WHEN JOHN FITZGERALD Kennedy was inaugurated as the country's 35th president, the United States was entangled in a struggle of epic proportions with the Soviet Union. Just three years before Kennedy took office the Soviets had taken the lead in the space race with the launch and orbit of satellite Sputnik. The early years of the Cold War gripped the world with concern as the two superpowers and their respective allies positioned themselves to confront the terror of nuclear holocaust and hopefully to avoid it. There is no question that Kennedy inherited a host of international problems when he took office. Indeed his presidency is noted primarily for the many international situations that occurred during his nearly three years in office. Among them were the Cuban Missile Crisis, the Bay of Pigs debacle, and the successful nuclear test ban treaty with the Soviets.

Despite the need for Kennedy to continually stay on top of international concerns, he was a president who spoke passionately about domestic issues and the rights of man, which he believed should come not from the generosity of the state but from the hand of God. In his inaugural address, he made it clear that his generation of Americans was “unwilling to witness or permit the slow undoing of those human rights to which this nation has always been committed, and to which we are committed today at home and around the world.”

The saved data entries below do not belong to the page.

PR #950, opened 2024-02-18
Handle 404 errors in fetch_stories

### LINKED ISSUE #949: HTTPError 404: Not Found Exception When Fetching Images in fetch_stories Command
When running the `python manage.py fetch_stories` command to import blog posts from the Django Girls RSS feed, it encounters an `HTTPError 404: Not Found` exception for some posts when attempting to download associated images. This error halts the command, preventing further posts from being processed.

For example: [Django Girls CDO invades Bukidnon](https://blog.djangogirls.org/post/187602084318/django-girls-cdo-invades-bukidnon) blog post has a broken image which is failing while fetching the data due to this when I tried. 

**Reproduce the error**: This issue can be produced by deleting all the stories from Django admin and then running the command `python manage.py fetch_stories` as per the below screenshot:

Screenshot 2024-02-18 at 3 17 21 am

To solve this, We can Implement exception handling for HTTPError around the image download logic to allow the command to log the issue and continue with the next post.

I have already worked on this issue and will do a PR for review.

dostogircse171:
This PR addresses the issue encountered when fetching blog posts with images that result in a 404 error. By implementing error handling for these cases, the fetch_stories command can now gracefully skip over images that are not found, ensuring that the process continues to fetch and store all available blog posts without interruption and Image (If 404).

This approach ensures that individual failures due to missing images do not halt the overall execution, improving the reliability and robustness of our blog post fetching mechanism.

Screenshot 2024-02-18 at 3 26 52 am

Fixes #949

### DIFF
--- a/story/management/commands/fetch_stories.py
+++ b/story/management/commands/fetch_stories.py
@@ -5,6 +5,7 @@ from django.core.files import File
 from django.core.files.temp import NamedTemporaryFile
 from django.core.management.base import BaseCommand
 from pyquery import PyQuery as pq  # noqa: N813
+from urllib.error import URLError, HTTPError
 
 from story.models import Story
 
@@ -44,7 +45,7 @@ class Command(BaseCommand):
                             img.write(urlopen(image_url).read())
                             img.flush()
                             story.image.save(image_url.split("/")[-1], File(img))
-                    except Exception as e:
+                    except (HTTPError, URLError, Exception) as e:
                         print(f"Failed to fetch image from {image_url}: {e}")
 
                 story.save()
--- a/story/management/commands/fetch_stories.py
+++ b/story/management/commands/fetch_stories.py
@@ -1,4 +1,4 @@
-from urllib.error import HTTPError, URLError
+from urllib.error import URLError, HTTPError
 from xml.etree import ElementTree
 
 import requests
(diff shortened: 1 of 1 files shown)


story/management/commands/fetch_stories.py
```diff
@@ -39,10 +39,13 @@ def handle(self, *args, **options):
...
-                    img = NamedTemporaryFile(delete=True)
-                    img.write(urlopen(image_url).read())
-                    img.flush()
-                    story.image.save(image_url.split("/")[-1], File(img))
+                    try:
+                        with NamedTemporaryFile(delete=True) as img:
+                            img.write(urlopen(image_url).read())
+                            img.flush()
+                            story.image.save(image_url.split("/")[-1], File(img))
+                    except Exception as e:
```
marksweb, line 47: This will catch all exceptions, which is better than catching none, but by catching all, the printed message may not actually be true.

I'd rather see specific exceptions caught with appropriate messages for them.

marksweb (changes requested):

story/management/commands/fetch_stories.py
dostogircse171: @marksweb Thank you very much for your review. You are right.

Should I primarily focus on handling exceptions related to the image not being found, as that is the main reason for failures here? 
Would you suggest catching specific exceptions for scenarios like a missing image, or are there other potential errors I should consider as well?

marksweb: I think catching the obvious errors is a good idea, catching the HTTP error is the easy one. Then if others occur we can catch those.

marksweb (approved):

Kennedy made it clear in his inaugural address that his concern for freedom and an end to poverty was not just a domestic issue but global in reach: “To those people in the huts and villages of half the globe struggling to break the bonds of mass misery, we pledge our best efforts to help them help themselves, for whatever period is required … because it is right. If a free society cannot help the many who are poor, it cannot save the few who are rich.”

Kennedy continued his address with an introduction to a planned initiative in Latin America “to assist free men and free governments in casting off the chains of poverty… and to join with them to oppose aggression or subversion anywhere in the Americas.” This pronouncement was an overture to what eventually became the Alliance for Progress, a very successful joint effort involving the United States and the Latin American countries.

Although he did not mention the Soviets by name in his address, he did refer to “both sides” in his invitation to work together to eradicate disease, conquer the deserts, encourage the arts and commerce, and “heed in all corners of the earth the command of Isaiah—to ‘undo the heavy burden [and] let the oppressed go free.'” He called for a united struggle against the common enemies of man: tyranny, poverty, disease, and war.

The most remembered statement in Kennedy's inaugural address is, of course, a call to Americans to ask not what your country can do for you but what you can do for your country. Not as well remembered, perhaps, is his next sentence: “My fellow citizens of the world: ask not what America can do for you but what together we can do for the freedom of man.”